Тело мое дико рвется вперед – так, что цепь гудит. Лих вздрагивает, взгляд его устремлен к двери.

– Я догонял, слышишь?!

Сволочовка убегает всё дальше, прячется всё лучше. Но главное – продолжает тонуть в моей памяти. Нет ничего коварнее разлуки. Каждый новый день мне кажется, что я помню чуть меньше о той, которую поклялся отыскать. Раньше Шенна помогала освежить образы – но где она теперь?

– Ты это, – прокашливается Лих, – притормози, дурастый. Деваться тебе всё равно некуда: эта железка у тебя на шее и свинуша удержит.

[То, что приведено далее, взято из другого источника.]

Issue #354, opened 2026-09-12
[Core refactor 14/16] Move the four persistence adapters and migration tooling to authserver


leodip:
## Goal

Move all four persistence adapters — `core/data/sqlitedb`, `mysqldb`, `postgresdb`, `mssqldb` — together with `core/data/migrator`, `core/data/schemadump` and `core/cmd/schemadump`, into authserver-owned persistence.

## Rationale

The database engines are auth-server storage adapters, not shared services, and migration execution and schema-golden generation exist solely for the auth database. Moving them removes the last heavy third-party dependencies from the shared module.

## What this issue absorbed

This issue replaces the former #355 (MySQL), #356 (PostgreSQL), #357 (SQL Server) and #358 (migration and schema tooling). All four are closed and point here.

## Why this is one issue and not several

This is the strongest merge in the regrouping, on three separate grounds.

**The four adapters have identical import sets.** Every one of them imports exactly `core/constants`, `core/data/commondb`, `core/data/migrator`, `core/errs` and `core/models`. There is no engine-specific coupling to review.

**They have the same importers.** All four are imported by `core/data/database.go`, `core/cmd/schemadump/main.go`, and the same handful of files under `authserver/tests/data` — `migration_testdb_helper.go`, `database_create_test.go`, `blocked_party_test.go`, `browser_session_test.go`, `migration_lock_test.go`. Four separate PRs means editing `migration_testdb_helper.go` four times.

**The migrator cannot sensibly follow them.** `core/data/migrator` is a **production** import of all four `<engine>/db.go` files. Moving the engines without it gives each moved adapter a temporary `authserver/internal/data/<engine>` to `core/data/migrator` edge, which means four exception rows added and then deleted for one conceptual edge that never has to exist if the tooling moves in the same PR. `core/data/sqlitedb/schema_migrations_test.go` already imports `core/data/schemadump` for the same reason.

The per-engine diff is a `git mv` of 28 Go files and roughly 80 SQL files with the SQL byte-for-byte unchanged. The reviewer's question is "did any SQL byte change?", which `git diff -M` answers identically for four engines or one.

## Implementation guidance

1. Move each engine's implementation files, migrations, embedded sources, `schema.golden` and engine-specific tests together, one commit per engine so each rename stays reviewable.
2. Move `core/data/migrator`, the schema dump, parsing and golden support, their tests, and `core/cmd/schemadump` in the same PR, and update every moved engine's `NewMigrator` construction and embedded migration source.
[...]

PR #377, opened 2026-09-18
refactor(data)!: database selection and factory composition move to the auth server

### LINKED ISSUE #353: [Core refactor 13/16] Move database selection and factory composition to authserver

leodip:
Closes #353.

## What this does

Database engine selection and factory composition move out of `core/data` and into the auth server,
as a new `src/authserver/internal/datafactory` package. `src/core/data/database.go` keeps the
`Database` interface and the `ErrUniqueViolation` sentinel; everything below them --
`OpenDatabase`'s four-arm engine switch, `NewDatabase`, the email-case pre-flight, the startup data
tasks, `MigratorProvider` and `DatabaseConfig` -- becomes the auth server's.

The rule this establishes: **`core/data` declares what a database is, and the process that starts
one decides which engine it is.** After this, `core/data` imports none of `sqlitedb`, `mysqldb`,
`postgresdb`, `mssqldb`, and no production file under `core/data` imports `core/data/migrator`
except the four engine packages themselves.

## Why, given #344 already removed the drivers from the admin console

The headline benefit the issue describes has already landed. The four drivers and `sqlbuilder` left
the admin console's production closure at #344, not here: `go list -deps ./...` in
`src/adminconsole` returns 307 packages and none of the five, `src/adminconsole/go.mod` names none
of them, and `ARCHITECTURE.md` already records the five rows as `no` / `—`. So this change deletes
no architecture-guard row and no tier goes red to signal it is done.

What is left is one real edge, and it is a blocker: `core/data` still imports the four engine
packages, at `OpenDatabase`. #354 moves those packages, plus `migrator` and `schemadump`, to the
auth server, and cannot meet its own acceptance criterion while `core/data` imports them -- that
would be core importing authserver, which the module direction refuses and for which the module
graph has no exception mechanism. This change removes that edge, and one more the issue does not
mention: `core/data/email_case_preflight.go` imports `core/data/migrator` for a single sentinel, so
it moves too, leaving the migrator's production importers inside `core/data` to exactly the four
engine files #354 moves alongside it.

Behaviour is intended to be byte-identical: the same log records, the same error strings, the same
`Create` semantics per engine (SQLite has none, by design -- there is no create statement and no
maintenance connection, and `mode=rw` in the operator's DSN is the equivalent), and the same
ordering of open, pre-flight, migrate, key guard, startup tasks.

### Stage 1: the composition moves to `authserver/internal/datafactory`
Landed as `b9e6a927`.

`OpenDatabase`, `NewDatabase`, `MigratorProvider`, `preflightEmailCase` and `runStartupDataTasks`
left `src/core/data/database.go`, which went from 778 lines to 524 and from nine imports to four.
`email_case_preflight.go` and its test moved whole, and `runStartupDataTasks`' fail-closed table
moved with it; neither test was weakened. All nine call sites were repointed.

Two things are deliberate rather than mechanical. Each switch arm now takes its constructor's two
results into a local pair and returns `nil` explicitly on the error path: all four engine
constructors answer a typed nil pointer beside their error, and returning the call directly would
hide that behind a non-nil `data.Database`. And `data.DatabaseConfig` is deleted rather than moved
-- `datafactory` takes `*config.DatabaseConfig` directly, since both sides of that hand-over are the
auth server's now, which also deletes `internal/config/database_config.go` and its test. No coverage
is lost: `load_matrix_test.go` already asserts each of the eight `GOIABADA_DB_*` variables against
its `GetDatabase()` field.

Tiers: unit green on three modules (7747 ok, 0 fail); **data green on mysql, postgres, mssql and
sqlite** (2455 ok, 0 fail), which is the only place a real server is opened through the moved
factory; integration green on sqlite (1425 ok, 0 fail); lint green, with the mock generator
reproducing `core/data/mocks/database_mock.go` unchanged. `go mod tidy` is a no-op in all four
modules, as expected -- the engine packages stay in `core`, so the drivers stay core's direct
requirements and the auth server's indirect ones.

The two moved seams were mutation-tested in their new home, since a move is where a test can quietly
stop reaching its code; both mutations were caught.

Worth knowing: `ARCHITECTURE.md` had two sentences saying `core/data/database.go` imports all four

– Выпусти меня, а? – собственные слова кажутся мне чужими. – Чего тебе моя неволя? Тебе б гулять, куролесить с бехровскими кокотками… А ты меня пасешь как овцу! Уж лучше дай мне уйти, парень. Свяжешься со мной – взвоешь. Это я по-дружески тебе…

– Да если б и мог, что с того? – Лих со вздохом встает, пинком подтолкнув ко мне ведро. – Ключа от ошейника у меня нету, а на воротах, с той вон стороны, Хорха стоит. Высунешь нос наружу, и он тебя по лестнице размажет. Я не шучу, дядя.

– Щенок, – цежу я. – Ты еще пожалеешь.

Лих, прислонившись к двери спиной, дважды ударяет по ней пяткой.

– Щенок не щенок, но тебе отсюда не смазать. И не глупи, ладненько? А то чуть только жмур в карцере, – он вздыхает, – так все заняты! Типа некому, кроме Лиха, жмуров выносить, понял?